» **The problem**: If a line in the entries below includes "exists", show that line.

── Listed entries ──

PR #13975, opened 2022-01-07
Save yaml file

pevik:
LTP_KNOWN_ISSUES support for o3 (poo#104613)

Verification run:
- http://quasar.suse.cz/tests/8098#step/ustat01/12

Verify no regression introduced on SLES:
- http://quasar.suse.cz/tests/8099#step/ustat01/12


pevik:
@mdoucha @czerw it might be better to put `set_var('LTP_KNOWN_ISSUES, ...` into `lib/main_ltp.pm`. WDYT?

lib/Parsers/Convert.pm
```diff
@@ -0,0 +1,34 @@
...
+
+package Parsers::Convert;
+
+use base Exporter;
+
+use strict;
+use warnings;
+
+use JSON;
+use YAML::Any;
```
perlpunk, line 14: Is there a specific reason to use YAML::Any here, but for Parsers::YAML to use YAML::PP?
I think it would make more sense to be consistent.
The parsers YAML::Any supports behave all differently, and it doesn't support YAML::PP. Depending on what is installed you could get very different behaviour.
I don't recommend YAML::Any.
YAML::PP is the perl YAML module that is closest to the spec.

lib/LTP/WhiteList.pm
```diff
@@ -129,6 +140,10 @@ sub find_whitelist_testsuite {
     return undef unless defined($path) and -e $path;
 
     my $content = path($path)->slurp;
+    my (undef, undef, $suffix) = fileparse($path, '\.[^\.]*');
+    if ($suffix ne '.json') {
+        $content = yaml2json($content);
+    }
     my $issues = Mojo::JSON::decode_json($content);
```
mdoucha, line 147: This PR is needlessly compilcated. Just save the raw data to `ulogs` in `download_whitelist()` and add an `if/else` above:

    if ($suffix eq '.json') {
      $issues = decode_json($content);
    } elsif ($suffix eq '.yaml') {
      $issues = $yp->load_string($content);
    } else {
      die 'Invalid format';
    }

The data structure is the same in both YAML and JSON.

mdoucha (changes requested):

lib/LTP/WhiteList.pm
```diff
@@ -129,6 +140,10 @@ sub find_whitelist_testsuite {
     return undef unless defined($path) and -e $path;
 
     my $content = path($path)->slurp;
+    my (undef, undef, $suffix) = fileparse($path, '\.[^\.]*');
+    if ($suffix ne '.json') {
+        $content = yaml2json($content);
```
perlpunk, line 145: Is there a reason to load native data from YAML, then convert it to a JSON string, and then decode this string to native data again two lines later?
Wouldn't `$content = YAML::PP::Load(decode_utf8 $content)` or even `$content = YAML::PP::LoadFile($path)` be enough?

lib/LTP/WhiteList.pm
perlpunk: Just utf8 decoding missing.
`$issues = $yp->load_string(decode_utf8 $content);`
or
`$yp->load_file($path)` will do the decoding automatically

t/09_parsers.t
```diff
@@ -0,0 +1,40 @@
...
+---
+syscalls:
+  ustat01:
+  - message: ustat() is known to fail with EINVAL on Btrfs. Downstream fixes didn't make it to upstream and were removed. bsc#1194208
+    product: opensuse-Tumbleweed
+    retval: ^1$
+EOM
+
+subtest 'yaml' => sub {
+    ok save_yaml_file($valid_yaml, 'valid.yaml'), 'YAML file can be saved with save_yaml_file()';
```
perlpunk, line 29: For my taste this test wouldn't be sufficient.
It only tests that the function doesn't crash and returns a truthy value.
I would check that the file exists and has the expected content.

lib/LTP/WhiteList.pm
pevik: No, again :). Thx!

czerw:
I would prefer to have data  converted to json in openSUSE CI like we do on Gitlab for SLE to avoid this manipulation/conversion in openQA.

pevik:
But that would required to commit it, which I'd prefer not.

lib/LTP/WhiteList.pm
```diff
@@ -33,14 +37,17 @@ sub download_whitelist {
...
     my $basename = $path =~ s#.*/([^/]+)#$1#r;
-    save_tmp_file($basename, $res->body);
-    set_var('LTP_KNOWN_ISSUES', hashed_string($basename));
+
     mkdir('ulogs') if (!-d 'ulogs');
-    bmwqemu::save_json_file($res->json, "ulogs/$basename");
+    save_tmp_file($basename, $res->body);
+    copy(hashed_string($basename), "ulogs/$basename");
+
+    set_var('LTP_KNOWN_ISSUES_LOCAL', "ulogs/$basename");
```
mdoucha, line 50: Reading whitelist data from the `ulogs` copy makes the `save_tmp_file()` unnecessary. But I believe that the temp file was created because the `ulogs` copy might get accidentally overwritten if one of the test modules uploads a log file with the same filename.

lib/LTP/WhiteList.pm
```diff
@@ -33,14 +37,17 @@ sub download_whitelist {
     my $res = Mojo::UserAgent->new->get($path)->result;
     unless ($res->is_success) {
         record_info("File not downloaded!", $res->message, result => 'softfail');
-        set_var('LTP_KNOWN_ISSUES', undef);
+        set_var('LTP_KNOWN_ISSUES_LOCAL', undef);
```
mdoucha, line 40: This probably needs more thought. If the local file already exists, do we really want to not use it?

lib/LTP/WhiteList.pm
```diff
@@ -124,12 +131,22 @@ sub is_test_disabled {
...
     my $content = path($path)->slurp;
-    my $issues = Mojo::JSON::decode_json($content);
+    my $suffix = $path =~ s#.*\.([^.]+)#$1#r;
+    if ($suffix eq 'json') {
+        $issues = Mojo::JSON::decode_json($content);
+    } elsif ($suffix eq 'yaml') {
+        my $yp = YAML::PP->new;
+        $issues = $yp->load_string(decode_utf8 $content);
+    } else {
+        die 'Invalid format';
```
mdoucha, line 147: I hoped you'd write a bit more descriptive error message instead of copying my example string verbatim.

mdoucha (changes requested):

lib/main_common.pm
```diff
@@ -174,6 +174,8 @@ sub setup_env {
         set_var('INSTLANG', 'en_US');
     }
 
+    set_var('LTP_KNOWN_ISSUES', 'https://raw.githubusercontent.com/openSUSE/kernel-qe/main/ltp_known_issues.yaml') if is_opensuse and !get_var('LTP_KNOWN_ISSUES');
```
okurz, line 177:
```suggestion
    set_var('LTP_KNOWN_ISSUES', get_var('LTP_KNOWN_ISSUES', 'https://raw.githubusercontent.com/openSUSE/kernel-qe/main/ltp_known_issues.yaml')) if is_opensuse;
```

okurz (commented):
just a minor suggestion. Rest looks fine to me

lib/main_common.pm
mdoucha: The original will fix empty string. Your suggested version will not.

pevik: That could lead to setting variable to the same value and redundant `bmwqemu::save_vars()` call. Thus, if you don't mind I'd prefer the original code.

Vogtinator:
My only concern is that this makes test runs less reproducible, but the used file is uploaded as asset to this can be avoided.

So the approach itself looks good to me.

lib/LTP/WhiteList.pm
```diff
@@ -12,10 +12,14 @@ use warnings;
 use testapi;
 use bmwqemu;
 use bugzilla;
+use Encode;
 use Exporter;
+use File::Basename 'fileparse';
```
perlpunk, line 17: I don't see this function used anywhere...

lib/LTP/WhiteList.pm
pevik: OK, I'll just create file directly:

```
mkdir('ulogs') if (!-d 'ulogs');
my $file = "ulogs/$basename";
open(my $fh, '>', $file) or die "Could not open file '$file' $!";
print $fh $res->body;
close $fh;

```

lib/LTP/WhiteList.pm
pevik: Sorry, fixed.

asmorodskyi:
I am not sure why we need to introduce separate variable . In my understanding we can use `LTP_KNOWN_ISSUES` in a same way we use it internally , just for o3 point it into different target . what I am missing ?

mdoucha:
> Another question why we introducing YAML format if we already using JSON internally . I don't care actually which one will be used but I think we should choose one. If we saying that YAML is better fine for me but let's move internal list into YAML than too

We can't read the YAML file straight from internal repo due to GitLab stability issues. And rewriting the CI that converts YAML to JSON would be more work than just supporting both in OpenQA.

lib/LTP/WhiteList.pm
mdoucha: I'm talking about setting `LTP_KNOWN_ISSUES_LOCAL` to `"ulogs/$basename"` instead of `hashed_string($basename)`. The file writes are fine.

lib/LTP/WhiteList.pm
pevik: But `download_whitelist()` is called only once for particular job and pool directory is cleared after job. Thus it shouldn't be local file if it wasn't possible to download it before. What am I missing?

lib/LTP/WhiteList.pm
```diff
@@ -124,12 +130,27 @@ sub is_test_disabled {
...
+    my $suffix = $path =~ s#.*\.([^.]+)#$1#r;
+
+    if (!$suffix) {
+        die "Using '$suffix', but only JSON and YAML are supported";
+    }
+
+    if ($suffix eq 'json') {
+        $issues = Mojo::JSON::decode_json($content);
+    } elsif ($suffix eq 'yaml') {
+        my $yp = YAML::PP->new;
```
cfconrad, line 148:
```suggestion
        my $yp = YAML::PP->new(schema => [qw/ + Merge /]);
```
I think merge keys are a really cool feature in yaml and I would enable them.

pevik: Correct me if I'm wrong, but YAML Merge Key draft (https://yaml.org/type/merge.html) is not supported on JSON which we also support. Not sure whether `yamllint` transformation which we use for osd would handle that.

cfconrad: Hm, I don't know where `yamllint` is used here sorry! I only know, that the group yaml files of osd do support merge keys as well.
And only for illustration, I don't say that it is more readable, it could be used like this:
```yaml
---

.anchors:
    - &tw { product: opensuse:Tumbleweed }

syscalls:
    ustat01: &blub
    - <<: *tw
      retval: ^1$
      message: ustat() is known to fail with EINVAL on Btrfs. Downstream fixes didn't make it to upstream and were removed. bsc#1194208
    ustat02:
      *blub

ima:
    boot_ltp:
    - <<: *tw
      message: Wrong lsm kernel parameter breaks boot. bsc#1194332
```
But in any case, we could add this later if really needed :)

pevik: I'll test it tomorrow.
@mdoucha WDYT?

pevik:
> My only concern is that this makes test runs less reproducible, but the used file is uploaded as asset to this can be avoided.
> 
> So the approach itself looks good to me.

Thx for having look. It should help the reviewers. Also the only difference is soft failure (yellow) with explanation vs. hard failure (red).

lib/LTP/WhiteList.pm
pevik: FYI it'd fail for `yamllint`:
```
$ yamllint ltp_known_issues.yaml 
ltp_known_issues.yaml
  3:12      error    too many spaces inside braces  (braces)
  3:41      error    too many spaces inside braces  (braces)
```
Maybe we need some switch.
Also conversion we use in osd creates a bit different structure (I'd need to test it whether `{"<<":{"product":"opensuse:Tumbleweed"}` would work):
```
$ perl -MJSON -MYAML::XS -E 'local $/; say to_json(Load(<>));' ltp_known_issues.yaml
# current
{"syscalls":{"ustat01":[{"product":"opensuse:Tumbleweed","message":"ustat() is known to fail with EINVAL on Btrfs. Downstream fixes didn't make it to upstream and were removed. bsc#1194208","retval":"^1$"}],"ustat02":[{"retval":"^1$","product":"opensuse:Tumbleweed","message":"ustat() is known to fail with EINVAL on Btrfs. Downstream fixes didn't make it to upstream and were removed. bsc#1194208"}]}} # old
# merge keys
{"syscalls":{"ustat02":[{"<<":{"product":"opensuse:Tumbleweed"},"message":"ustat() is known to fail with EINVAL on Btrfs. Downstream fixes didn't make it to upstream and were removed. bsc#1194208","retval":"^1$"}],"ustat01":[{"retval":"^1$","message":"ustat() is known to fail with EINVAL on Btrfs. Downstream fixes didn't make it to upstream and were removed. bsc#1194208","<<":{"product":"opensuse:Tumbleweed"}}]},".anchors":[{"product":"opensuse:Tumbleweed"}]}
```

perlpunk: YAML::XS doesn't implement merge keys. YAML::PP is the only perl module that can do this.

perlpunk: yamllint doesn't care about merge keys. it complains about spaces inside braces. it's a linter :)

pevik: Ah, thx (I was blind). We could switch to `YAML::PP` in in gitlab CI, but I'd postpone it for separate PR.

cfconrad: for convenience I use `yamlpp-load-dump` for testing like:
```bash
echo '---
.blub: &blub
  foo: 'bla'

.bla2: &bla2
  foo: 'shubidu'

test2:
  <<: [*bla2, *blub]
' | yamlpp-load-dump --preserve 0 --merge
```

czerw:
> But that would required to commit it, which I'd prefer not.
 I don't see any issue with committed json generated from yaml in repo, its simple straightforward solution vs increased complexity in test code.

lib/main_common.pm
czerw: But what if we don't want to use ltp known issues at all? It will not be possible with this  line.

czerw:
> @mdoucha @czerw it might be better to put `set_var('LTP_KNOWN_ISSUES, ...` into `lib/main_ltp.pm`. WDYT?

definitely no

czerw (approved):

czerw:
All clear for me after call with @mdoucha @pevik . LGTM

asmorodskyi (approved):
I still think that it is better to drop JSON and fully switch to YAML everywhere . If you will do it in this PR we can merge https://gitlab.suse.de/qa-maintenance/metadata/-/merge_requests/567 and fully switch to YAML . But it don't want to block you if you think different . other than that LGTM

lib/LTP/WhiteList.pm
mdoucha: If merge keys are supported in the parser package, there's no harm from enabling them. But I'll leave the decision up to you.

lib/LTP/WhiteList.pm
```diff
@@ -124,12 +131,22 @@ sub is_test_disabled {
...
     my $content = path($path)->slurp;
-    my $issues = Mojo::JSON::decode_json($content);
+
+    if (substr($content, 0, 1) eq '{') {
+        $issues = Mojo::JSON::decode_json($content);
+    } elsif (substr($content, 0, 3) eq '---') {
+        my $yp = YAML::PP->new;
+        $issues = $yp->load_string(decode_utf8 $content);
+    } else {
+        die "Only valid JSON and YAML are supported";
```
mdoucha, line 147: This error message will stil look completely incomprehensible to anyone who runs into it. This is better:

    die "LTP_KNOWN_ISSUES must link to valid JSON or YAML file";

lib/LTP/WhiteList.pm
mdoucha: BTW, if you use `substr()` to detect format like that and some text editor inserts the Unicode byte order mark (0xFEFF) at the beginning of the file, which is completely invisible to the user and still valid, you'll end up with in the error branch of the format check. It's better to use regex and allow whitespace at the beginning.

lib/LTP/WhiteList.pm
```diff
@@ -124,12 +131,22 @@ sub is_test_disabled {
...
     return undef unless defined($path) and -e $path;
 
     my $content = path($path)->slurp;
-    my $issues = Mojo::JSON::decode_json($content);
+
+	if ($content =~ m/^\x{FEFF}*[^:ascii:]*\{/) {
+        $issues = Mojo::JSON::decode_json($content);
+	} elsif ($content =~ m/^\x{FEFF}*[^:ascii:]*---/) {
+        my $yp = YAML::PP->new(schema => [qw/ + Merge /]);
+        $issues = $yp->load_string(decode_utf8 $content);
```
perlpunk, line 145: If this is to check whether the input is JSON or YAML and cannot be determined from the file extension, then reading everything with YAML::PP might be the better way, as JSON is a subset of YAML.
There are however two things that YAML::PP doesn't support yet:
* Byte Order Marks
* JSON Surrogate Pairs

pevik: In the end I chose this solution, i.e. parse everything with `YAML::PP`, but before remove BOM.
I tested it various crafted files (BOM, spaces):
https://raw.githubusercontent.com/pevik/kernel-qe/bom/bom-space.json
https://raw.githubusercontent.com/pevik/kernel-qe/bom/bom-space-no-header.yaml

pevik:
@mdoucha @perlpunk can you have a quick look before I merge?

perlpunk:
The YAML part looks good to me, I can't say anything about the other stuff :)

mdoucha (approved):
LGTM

───

» **Your solution**:
I would check that the file exists and has the expected content.
mdoucha, line 40: This probably needs more thought. If the local file already exists, do we really want to not use it?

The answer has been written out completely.